Structural soil is composed of crushed stone (typically limestone or granite) narrowly graded from ¾-1 ½” highly angular with no fines, clay loam which should conform to the USDA soil classification system. The hydrogel is added in a small amount to prevent the separation of the stone and soil during mixing and installation. Usually a layer of stone is spread, then the dry hydrogel is spread evenly on top and screened moist loam is placed on top. The entire mixture is then turned until a uniform blend is produced. Structural soil is not typically stockpiled; it should be mixed and installed soon after delivery. If a stockpile is required, the soil needs to be protected from the elements so it does not become contaminated. Installation typically calls for two cubic feet of soil is needed for every square foot of crown projected. It is also recommended for irrigated trees to have a low-volume drip irrigation.
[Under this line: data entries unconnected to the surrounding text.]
PR #1633, opened 2025-07-22
chore(template): update

AugustinMauroy:
## Description 

Update JSSG example to make it functional and related to lasted change

### DIFF
--- a/crates/cli/src/templates/js-astgrep/package.json
+++ b/crates/cli/src/templates/js-astgrep/package.json
@@ -4,14 +4,14 @@
   "description": "{description}",
   "type": "module",
   "dependencies": {
-    "@ast-grep/cli": "^0.15.0",
-    "@ast-grep/napi": "^0.15.0"
+    "@ast-grep/napi": "^0.39.1"
   },
   "devDependencies": {
-    "@codemod.com/jssg-types": "^1.0.3"
+    "@codemod.com/jssg-types": "^1.0.3",
+    "typescript": "^5.8.3"
   },
   "scripts": {
-    "test": "node tests/test.js",
-    "apply": "node scripts/apply-codemod.js"
+    "test": "npx codemod@next jssg test -l typescript ./scripts/codemod.js.ts",
+    "check-types": "npx tsc --noEmit"
   }
 }
--- a/crates/cli/src/templates/js-astgrep/workflow.yaml
+++ b/crates/cli/src/templates/js-astgrep/workflow.yaml
@@ -1,4 +1,5 @@
 version: "1"
+
 nodes:
   - id: install-deps
     name: Install Dependencies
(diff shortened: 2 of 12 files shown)


mohab-sameh (approved):

crates/cli/src/templates/js-astgrep/package.json
```diff
@@ -4,14 +4,14 @@
...
   },
   "devDependencies": {
-    "@codemod.com/jssg-types": "^1.0.3"
+    "@codemod.com/jssg-types": "^1.0.3",
+    "typescript": "^5.8.3"
   },
   "scripts": {
-    "test": "node tests/test.js",
-    "apply": "node scripts/apply-codemod.js"
+    "test": "npx codemod@next jssg test -l typescript ./scripts/codemod.js.ts",
```
mohebifar:
```suggestion
    "test": "npx codemod@next jssg test -l typescript ./scripts/codemod.ts",
```

crates/cli/src/templates/js-astgrep/workflow.yaml
```diff
@@ -17,13 +18,13 @@ nodes:
     runtime:
       type: direct
     steps:
-      - name: "Remove console.log statements"
+      - name: Remove console.log statements
         js-ast-grep:
-          js_file: "scripts/codemod.ts"
-          base_path: "."
+          js_file: scripts/codemod.js.ts
```
mohebifar: Why `.js.ts`?

mohebifar (commented):
Looks great! And this was so overdue! Thanks. Just a comment on the codemod file name

crates/cli/src/templates/js-astgrep/package.json
```diff
@@ -4,14 +4,14 @@
...
   "type": "module",
   "dependencies": {
-    "@ast-grep/cli": "^0.15.0",
-    "@ast-grep/napi": "^0.15.0"
+    "@ast-grep/napi": "^0.39.1"
   },
   "devDependencies": {
-    "@codemod.com/jssg-types": "^1.0.3"
+    "@codemod.com/jssg-types": "^1.0.3",
+    "typescript": "^5.8.3"
```
mohebifar, line 11: Good call!

crates/cli/src/templates/js-astgrep/workflow.yaml
AugustinMauroy: because in the example the transform function that touch js file is call like that

mohebifar: Ah, that's the template file names. When the file gets created, it's actually named `codemod.ts` always: https://github.com/codemod-com/codemod/blob/3223123fad77b83b7c51b05a353d9ed7660fccbf/crates/cli/src/commands/init.rs#L436

that `.<lang>` extension prefix is just for the template file name in our source code.

AugustinMauroy: cool cool cool let's me update that

PR #1639, opened 2025-07-22
feat(cli): bundle jssg codemods pre-publish

mohebifar:
#### 📚 Description
- Introduced a new `bundle` command in the JSSG CLI for bundling JSSG codemods and their dependencies.
- Implemented a bundler utility that processes and bundles JS files, integrating with existing module resolution.
- Refactored existing commands to accommodate the new bundling functionality.
- Auto bundle JSSG codemods on publish

### DIFF
--- a/crates/codemod-sandbox/src/utils/bundler/mod.rs
+++ b/crates/codemod-sandbox/src/utils/bundler/mod.rs
@@ -1,0 +1,593 @@
+use crate::sandbox::resolvers::{oxc_resolver::OxcResolver, traits::ModuleResolver};
+use crate::utils::bundler::module_analyzer::{ModuleAnalyzer, ModuleExports};
+use crate::utils::bundler::module_transformer::ModuleTransformer;
+use crate::utils::transpiler;
+use std::sync::Arc;
+use std::{
+    collections::{HashMap, HashSet},
+    path::PathBuf,
+};
+use swc_core::common::SourceMap;
+use swc_core::ecma::codegen::{text_writer::JsWriter, Emitter};
+use swc_core::{
+    common::{BytePos, FileName},
+    ecma::{
+        ast::{EsVersion, ModuleItem},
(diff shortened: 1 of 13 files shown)


crates/codemod-sandbox/src/utils/bundler/mod.rs
```diff
@@ -0,0 +1,593 @@
...
+}
+
+/// Runtime module system options
+#[derive(Debug, Clone)]
+pub enum RuntimeSystem {
+    /// CommonJS-style module system
+    CommonJS,
+    /// Custom runtime with require/module.exports
+    Custom,
+}
```
AugustinMauroy, line 64: CJS is actually  `require`/`module.exports` 
and esm is `import`/`export`

mohebifar: It just means that the code in the module factory turns into CJS style code i.e. `import {X} from 'module'` is converted to `const {X} = __codemod_require('module')` and `export { X }` is converted to `exports.X = X`.

Under the hood, no import or export actually happens as the modules are stored in an object record.

mohebifar:
> maybe during bundling process. You can check if import is `node:*` is codemod have this api let's use rewite it instead throw an error

Ah good point to account for `node:*`. Will fix in a follow-up PR. This has to be fixed on both

AugustinMauroy:
> Ah good point to account for `node:*`. Will fix now.

Verify if `jssg` correctly run `node:*` instead you I'll need to review it before run or make an alias.

crates/codemod-sandbox/src/utils/bundler/mod.rs
AugustinMauroy: make sens maybe rephrase little bit the comment

mohebifar:
It just works. LLRT already comes with aliases for `node:*`. So all is good as per my tests.

PR #1651, opened 2025-07-24
chore(docs): Changelog update July 24

mohab-sameh:
Changelog update for July 24, 2025

Screenshot 2025-07-24 at 8 39 05 PM

### DIFF
--- a/apps/docs/more-resources/changelog.mdx
+++ b/apps/docs/more-resources/changelog.mdx
@@ -5,7 +5,19 @@ icon: 'scroll'
 mode: "center"
 ---
 
-<Update label="2025-06-03">
+<Update label="July 24, 2025">
+
+- **API Keys Management**: Generate, rotate, and revoke keys with per-package permissions and automatic expiry.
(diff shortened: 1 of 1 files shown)


mohebifar:
Let's remove:
- create workflows from registry (It's behind a feature flag)
- security hardening: we don't need to mention the details perhaps? Just give some generic context.
- performance & build: customers don't care about turbopack and nextjs version :D

apps/docs/more-resources/changelog.mdx
```diff
@@ -5,7 +5,18 @@ icon: 'scroll'
 mode: "center"
 ---
 
-<Update label="2025-06-03">
+<Update label="July 24, 2025">
+
+- **API Keys Management**: Generate, rotate, and revoke keys with per-package permissions and automatic expiry.
```
mohebifar: it's not per-package (yet). it's per-user/org.

AugustinMauroy:
maybe include upgrade on CLI with JS bundling which is a great DX improvement

PR #1655, opened 2025-07-27
fix(codemod-sandbox): Replace row with line in JsPosition to match the types from @ast-grep/napi

brunocroh:
### 📚 Description
The type `Position` in @codemod.com/jssg-types differs from what is returned in Range objects in JavaScript.

Looking at the ast-grep Rust implementation, the line is returned as row there. If this change needs to be made in the Rust code rather than in the type definitions, please let me know, I’d be happy to contribute to the Rust code (I tried to run it but had some issues setting up the development environment, so I’ll need some help with it. I can also use this opportunity to document how to setup development environment in the CONTRIBUTING.md).

https://github.com/codemod-com/codemod/blob/6578c1672bde74559c341e8adf89556c7bc464c5/crates/codemod-sandbox/src/ast_grep/sg_node.rs#L154-L165

#### 🔗 Linked Issue
https://github.com/nodejs/userland-migrations/pull/136

### DIFF
--- a/crates/codemod-sandbox/src/ast_grep/sg_node.rs
+++ b/crates/codemod-sandbox/src/ast_grep/sg_node.rs
@@ -153,12 +153,12 @@ impl<'js> SgNodeRjs<'js> {
 
         let result = JsNodeRange {
             start: crate::ast_grep::types::JsPosition {
-                row: start_pos_obj.line(),
+                line: start_pos_obj.line(),
                 column: start_pos_obj.column(&self.inner_node),
                 index: byte_range.start,
             },
             end: crate::ast_grep::types::JsPosition {
-                row: end_pos_obj.line(),
+                line: end_pos_obj.line(),
                 column: end_pos_obj.column(&self.inner_node),
                 index: byte_range.end,
             },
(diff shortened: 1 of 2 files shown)


brunocroh:
> Thanks for pointing that out! Good catch. I believe the change should be made in the Rust code instead. Let me know if you’d like to update the PR or if you need any assistance.

Okay, so I dropped the previous commit and pushed a new one. Now I'm updating the JsPosition object to replace row with line.
If I understand the code correctly, this is the bridge between wasm and Rust, so I'm just updating the names on the bridge/JavaScript side — the sandbox logic remains unchanged.

Let me know if anything else needs to be done, thank you.

brunocroh:
> Thanks for pointing that out! Good catch. I believe the change should be made in the Rust code instead. Let me know if you’d like to update the PR or if you need any assistance.

> Thanks for pointing that out! Good catch. I believe the change should be made in the Rust code instead. Let me know if you’d like to update the PR or if you need any assistance.

Okay, so I dropped the previous commit and pushed a new one. Now I'm updating the JsPosition object to replace row with line.
If I understand the code correctly, this is the bridge between wasm and Rust, so I'm just updating the names on the bridge/JavaScript side, the sandbox logic remains unchanged.

Let me know if anything else needs to be done, thank you.

mohebifar:
Thank you! I tested these changes and it all looks good. Waiting for CI 👀

mohebifar (approved):

mohebifar:
Thank you so much! These changes will be included in the next release which would be `1.0.0-rc.19`

brunocroh:
Brilliant, thank you mate!

PR #1663, opened 2025-07-27
fix: prevent publishing codemods when jssg module resolution fails

mohebifar:
#### 📚 Description

Previously, the _bundler errors_ on publish were getting swallowed. We should stop the publish process when jssg entry file cannot be bundled.

### DIFF
--- a/crates/codemod-sandbox/src/sandbox/errors.rs
+++ b/crates/codemod-sandbox/src/sandbox/errors.rs
@@ -18,7 +18,7 @@ pub enum FsError {
 
 #[derive(Debug, Error)]
 pub enum ResolverError {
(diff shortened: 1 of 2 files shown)


crates/codemod-sandbox/src/sandbox/errors.rs
```diff
@@ -18,7 +18,7 @@ pub enum FsError {
 
 #[derive(Debug, Error)]
 pub enum ResolverError {
-    #[error("Module resolution failed: base='{base}', name='{name}'")]
+    #[error("Module resolution failed:\nCannot resolve {name} from {base}")]
```
mohebifar, line 21: I think it's more clear and aligned with node.js module resolution error.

Cornell also suggests a minimum of 24” to 36” for CU-Structural Soil depth and they have established no minimum for length and width of installation, however, because it is a structural soil it was designed to go under the entire pavement area. Testing has shown that structural soil is safe around utilities and that you can use trees from any production system such as balled-and-bur lapped, bare root, containerized and boxed trees.

==Continued development==
Cornell is continuing its development of CU-Structural Soil, expanding its use as the need for trees and other greenery within highly urbanized areas grows. CU-Structural Soil has been used in over 1000 applications and has been proven a very viable option for construction in cities.